> [DATA]
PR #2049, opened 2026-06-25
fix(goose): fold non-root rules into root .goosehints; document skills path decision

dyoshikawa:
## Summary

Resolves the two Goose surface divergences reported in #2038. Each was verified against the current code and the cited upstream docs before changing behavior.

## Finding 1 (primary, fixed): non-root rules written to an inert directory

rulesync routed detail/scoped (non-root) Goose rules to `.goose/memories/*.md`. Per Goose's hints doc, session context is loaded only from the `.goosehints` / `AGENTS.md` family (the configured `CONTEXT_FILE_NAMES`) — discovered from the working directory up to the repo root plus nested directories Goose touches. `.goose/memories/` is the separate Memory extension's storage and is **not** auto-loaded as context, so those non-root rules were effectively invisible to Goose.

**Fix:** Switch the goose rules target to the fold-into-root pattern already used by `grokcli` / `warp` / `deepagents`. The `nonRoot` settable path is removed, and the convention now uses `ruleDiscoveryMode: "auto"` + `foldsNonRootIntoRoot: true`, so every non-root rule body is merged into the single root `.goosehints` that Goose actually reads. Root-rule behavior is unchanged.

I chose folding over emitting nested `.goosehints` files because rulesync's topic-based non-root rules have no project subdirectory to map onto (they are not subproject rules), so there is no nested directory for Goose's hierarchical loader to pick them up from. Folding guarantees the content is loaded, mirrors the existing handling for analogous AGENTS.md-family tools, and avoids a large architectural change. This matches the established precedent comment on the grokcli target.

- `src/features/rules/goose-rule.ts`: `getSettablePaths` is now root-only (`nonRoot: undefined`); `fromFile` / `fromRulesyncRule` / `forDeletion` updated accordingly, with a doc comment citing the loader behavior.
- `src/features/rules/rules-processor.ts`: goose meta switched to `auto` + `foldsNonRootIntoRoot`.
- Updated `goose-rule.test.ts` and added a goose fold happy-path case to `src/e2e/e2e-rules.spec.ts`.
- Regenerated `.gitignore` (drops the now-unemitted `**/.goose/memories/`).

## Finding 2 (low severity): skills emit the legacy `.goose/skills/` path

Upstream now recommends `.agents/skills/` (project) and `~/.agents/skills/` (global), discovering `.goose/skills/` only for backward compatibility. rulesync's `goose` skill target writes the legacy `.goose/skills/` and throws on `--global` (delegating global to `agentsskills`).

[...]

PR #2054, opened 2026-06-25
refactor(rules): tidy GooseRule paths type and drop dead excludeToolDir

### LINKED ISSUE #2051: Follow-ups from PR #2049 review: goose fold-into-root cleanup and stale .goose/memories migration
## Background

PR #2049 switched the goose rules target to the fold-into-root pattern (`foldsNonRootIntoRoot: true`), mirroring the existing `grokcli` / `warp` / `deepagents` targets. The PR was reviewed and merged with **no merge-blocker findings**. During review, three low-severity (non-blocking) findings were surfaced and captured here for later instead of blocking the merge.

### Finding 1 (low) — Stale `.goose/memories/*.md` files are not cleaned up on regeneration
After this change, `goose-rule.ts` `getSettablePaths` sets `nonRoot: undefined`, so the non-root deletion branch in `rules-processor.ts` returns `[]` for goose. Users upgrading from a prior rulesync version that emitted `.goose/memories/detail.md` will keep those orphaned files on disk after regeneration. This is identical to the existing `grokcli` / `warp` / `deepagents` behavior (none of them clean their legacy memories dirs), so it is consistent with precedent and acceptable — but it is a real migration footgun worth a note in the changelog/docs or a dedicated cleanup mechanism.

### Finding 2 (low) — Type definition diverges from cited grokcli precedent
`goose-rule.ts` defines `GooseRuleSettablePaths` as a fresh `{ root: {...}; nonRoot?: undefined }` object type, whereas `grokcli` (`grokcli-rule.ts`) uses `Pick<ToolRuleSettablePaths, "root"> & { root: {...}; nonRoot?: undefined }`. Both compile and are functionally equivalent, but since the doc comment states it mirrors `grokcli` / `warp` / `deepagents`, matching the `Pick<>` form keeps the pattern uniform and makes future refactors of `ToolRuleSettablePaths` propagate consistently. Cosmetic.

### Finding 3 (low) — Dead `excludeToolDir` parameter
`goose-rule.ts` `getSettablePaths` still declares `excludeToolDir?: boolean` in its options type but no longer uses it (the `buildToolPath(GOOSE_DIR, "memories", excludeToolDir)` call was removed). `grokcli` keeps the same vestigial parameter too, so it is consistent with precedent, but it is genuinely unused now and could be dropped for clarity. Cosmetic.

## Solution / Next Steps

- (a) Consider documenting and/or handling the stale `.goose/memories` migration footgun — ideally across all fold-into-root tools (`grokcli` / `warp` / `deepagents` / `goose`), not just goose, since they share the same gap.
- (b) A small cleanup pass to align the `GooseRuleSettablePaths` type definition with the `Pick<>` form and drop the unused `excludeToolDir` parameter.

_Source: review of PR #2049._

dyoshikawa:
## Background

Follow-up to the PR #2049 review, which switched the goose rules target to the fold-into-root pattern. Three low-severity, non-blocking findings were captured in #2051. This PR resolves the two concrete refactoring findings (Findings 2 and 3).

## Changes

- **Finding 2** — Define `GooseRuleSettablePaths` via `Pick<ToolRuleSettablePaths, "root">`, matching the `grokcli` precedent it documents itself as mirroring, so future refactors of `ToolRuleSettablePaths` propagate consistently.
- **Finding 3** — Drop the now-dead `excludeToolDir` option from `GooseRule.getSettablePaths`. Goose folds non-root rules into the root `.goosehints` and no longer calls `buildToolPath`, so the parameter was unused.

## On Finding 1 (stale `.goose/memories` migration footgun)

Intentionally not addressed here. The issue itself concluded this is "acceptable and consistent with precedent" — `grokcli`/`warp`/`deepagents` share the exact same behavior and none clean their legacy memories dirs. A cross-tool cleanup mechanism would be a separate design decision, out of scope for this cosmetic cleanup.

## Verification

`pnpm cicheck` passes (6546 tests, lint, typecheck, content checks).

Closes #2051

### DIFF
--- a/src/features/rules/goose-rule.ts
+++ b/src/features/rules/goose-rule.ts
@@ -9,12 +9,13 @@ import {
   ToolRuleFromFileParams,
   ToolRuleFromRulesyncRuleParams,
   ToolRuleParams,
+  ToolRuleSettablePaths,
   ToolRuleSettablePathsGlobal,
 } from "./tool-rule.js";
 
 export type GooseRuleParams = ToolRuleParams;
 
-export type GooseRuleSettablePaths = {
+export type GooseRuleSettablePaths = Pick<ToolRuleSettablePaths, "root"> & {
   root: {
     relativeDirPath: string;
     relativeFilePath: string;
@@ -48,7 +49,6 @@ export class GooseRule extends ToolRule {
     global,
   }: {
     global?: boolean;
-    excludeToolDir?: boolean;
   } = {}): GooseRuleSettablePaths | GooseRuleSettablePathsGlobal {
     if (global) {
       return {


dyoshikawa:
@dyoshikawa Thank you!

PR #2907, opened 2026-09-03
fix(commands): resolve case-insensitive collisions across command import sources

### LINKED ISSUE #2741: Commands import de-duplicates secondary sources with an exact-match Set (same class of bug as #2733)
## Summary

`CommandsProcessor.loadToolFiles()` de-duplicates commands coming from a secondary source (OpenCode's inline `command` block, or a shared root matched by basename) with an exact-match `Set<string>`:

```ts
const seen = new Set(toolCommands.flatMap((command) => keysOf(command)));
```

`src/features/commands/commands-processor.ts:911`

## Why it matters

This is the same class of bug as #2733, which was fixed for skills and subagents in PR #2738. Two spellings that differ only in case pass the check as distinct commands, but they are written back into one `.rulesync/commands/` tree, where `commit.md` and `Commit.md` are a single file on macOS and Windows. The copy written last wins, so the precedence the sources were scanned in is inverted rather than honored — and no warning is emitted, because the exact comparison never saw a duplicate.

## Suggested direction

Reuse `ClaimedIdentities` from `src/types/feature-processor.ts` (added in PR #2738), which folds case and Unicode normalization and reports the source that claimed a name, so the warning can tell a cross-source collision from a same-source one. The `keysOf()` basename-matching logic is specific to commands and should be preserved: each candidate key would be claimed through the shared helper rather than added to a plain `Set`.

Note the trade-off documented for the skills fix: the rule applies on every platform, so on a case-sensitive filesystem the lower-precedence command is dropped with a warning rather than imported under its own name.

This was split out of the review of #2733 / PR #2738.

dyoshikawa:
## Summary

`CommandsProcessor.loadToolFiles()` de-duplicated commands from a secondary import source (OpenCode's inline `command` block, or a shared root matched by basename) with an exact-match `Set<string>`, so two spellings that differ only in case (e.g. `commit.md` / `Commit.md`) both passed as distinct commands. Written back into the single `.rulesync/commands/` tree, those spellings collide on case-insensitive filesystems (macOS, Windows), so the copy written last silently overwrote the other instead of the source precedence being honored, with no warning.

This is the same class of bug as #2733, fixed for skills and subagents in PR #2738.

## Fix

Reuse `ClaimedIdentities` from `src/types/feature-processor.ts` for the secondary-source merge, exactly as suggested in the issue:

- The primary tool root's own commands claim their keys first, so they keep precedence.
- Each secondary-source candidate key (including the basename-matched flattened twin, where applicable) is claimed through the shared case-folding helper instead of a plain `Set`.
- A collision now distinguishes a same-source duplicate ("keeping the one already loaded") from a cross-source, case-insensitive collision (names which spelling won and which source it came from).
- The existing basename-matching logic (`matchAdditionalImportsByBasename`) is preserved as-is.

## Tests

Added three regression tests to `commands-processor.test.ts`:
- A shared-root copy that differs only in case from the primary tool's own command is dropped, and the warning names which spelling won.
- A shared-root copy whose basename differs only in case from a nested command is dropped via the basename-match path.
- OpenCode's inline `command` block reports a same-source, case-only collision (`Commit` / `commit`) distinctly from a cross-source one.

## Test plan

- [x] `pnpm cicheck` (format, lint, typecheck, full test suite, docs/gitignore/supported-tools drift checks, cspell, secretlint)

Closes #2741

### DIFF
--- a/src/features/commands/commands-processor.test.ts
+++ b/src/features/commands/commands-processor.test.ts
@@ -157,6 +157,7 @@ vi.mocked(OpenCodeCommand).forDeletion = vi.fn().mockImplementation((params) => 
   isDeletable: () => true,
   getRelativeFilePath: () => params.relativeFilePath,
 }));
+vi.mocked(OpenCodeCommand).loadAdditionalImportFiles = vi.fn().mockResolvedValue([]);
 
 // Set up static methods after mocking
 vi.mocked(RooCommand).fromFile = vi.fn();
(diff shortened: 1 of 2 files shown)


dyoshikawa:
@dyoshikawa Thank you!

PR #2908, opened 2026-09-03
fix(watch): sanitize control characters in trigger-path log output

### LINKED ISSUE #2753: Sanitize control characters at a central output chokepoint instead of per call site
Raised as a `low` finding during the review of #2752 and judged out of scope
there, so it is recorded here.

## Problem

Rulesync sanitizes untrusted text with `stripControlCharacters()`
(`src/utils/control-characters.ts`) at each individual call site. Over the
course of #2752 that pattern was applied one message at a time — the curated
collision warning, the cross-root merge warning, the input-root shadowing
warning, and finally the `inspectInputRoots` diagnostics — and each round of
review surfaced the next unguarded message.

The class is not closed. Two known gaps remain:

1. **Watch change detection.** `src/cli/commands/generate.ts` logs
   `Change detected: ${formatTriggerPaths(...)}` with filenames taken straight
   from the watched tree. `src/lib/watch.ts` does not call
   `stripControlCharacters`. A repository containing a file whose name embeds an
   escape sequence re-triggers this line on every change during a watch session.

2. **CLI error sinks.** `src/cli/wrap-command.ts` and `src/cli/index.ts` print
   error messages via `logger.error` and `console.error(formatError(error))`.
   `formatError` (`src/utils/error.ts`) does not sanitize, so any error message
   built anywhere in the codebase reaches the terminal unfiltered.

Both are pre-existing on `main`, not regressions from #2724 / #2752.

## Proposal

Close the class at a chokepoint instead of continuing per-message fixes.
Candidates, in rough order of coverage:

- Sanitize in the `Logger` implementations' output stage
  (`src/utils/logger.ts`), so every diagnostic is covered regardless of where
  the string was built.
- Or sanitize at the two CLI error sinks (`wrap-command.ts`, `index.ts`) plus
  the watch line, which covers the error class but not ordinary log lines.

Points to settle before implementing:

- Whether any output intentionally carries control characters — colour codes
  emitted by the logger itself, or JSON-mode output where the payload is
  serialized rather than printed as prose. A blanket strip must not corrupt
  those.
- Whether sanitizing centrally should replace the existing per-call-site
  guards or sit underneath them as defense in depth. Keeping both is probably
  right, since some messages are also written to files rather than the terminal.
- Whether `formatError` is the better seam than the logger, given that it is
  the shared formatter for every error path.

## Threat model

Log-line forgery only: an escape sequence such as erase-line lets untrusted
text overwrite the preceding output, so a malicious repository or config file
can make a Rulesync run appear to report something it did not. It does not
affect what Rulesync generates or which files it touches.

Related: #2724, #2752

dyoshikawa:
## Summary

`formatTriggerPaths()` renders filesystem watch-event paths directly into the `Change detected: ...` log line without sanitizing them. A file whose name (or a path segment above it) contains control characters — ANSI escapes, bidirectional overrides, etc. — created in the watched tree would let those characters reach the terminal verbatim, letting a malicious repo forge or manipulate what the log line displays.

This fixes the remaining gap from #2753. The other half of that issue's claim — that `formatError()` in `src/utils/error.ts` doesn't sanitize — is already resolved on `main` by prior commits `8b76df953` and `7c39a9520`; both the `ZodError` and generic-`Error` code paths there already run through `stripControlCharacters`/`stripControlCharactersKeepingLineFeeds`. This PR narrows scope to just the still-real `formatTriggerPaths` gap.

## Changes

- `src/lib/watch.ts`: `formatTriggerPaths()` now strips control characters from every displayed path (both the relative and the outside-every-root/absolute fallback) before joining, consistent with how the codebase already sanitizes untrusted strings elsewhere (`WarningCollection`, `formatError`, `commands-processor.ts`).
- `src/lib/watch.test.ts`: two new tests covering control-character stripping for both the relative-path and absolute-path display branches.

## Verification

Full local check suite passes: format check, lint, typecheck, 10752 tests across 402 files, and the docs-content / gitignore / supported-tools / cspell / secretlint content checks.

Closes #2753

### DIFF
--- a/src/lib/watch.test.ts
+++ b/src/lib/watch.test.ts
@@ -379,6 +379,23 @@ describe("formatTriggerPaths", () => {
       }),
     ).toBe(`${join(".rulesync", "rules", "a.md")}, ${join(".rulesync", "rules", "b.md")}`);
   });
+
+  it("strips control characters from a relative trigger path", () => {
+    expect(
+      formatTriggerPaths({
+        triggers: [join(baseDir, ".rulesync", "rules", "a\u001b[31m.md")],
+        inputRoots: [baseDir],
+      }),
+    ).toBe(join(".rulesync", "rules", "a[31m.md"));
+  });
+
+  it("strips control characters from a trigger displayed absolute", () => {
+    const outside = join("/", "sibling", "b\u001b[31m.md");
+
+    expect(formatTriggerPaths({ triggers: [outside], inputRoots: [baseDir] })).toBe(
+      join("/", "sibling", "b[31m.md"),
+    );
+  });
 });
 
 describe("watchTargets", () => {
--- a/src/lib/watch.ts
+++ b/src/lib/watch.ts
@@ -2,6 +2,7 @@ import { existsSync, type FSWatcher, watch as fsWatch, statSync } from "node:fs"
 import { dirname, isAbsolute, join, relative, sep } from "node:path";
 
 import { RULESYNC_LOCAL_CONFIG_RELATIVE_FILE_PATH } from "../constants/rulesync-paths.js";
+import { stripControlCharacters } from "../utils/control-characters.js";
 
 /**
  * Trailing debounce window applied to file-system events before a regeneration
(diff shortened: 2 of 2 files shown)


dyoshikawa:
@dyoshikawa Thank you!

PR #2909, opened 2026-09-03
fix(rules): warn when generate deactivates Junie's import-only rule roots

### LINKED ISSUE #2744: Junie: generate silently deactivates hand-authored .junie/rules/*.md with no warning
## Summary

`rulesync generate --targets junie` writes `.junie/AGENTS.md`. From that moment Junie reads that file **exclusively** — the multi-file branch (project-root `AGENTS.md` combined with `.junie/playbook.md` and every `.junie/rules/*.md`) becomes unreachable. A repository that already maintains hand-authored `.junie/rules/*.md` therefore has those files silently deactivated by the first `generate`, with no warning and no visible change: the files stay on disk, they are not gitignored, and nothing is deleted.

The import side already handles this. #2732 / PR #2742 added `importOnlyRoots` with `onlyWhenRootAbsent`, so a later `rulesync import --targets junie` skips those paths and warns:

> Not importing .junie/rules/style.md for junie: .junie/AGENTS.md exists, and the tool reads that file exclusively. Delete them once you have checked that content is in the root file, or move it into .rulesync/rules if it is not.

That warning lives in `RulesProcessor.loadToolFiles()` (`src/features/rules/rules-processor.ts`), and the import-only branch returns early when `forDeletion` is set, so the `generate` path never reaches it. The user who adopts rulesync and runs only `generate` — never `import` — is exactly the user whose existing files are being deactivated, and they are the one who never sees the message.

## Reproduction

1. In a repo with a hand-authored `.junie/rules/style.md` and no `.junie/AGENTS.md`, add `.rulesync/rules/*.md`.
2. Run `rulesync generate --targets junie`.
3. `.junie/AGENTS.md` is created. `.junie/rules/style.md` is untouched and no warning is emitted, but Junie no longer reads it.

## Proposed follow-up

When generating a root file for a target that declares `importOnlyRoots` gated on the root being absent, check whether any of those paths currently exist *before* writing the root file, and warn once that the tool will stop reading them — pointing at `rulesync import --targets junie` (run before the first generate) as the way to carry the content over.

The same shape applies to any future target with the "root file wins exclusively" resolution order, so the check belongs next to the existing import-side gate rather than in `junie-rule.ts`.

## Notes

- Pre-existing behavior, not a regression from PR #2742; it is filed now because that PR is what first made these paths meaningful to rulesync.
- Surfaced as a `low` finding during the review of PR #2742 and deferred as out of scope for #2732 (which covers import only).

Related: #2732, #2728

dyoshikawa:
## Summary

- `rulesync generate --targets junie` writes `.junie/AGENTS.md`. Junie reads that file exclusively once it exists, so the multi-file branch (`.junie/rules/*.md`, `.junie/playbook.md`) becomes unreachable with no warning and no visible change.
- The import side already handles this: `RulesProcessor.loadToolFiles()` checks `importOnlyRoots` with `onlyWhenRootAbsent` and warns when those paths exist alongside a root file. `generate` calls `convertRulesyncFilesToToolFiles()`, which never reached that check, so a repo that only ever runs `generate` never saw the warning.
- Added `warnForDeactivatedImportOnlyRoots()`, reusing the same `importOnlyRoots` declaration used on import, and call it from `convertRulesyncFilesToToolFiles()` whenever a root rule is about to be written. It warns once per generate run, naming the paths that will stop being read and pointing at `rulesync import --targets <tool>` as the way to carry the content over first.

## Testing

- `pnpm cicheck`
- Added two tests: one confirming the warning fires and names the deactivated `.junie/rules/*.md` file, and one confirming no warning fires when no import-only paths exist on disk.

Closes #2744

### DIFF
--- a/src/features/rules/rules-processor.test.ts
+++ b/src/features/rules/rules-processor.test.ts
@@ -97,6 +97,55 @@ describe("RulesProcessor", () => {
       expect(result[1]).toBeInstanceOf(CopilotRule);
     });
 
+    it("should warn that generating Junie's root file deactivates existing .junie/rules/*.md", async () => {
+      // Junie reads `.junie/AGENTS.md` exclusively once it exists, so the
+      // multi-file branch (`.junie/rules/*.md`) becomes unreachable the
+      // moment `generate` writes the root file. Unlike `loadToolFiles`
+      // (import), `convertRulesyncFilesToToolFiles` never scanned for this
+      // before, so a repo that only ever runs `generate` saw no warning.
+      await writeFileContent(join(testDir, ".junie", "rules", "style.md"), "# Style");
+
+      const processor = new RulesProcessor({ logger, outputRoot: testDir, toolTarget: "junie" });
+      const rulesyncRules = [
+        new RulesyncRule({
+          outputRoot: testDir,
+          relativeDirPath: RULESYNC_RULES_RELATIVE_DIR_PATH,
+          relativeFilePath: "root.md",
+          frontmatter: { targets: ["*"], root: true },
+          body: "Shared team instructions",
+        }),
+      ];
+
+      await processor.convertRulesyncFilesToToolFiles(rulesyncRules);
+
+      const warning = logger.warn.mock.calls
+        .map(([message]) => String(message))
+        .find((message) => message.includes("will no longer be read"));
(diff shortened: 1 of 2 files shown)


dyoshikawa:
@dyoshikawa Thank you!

> [EXERCISE DESCRIPTION]
Tell how many lines in the records above carry the word "passes". Only the number should appear in the reply.

> [WRITTEN ANSWER]
2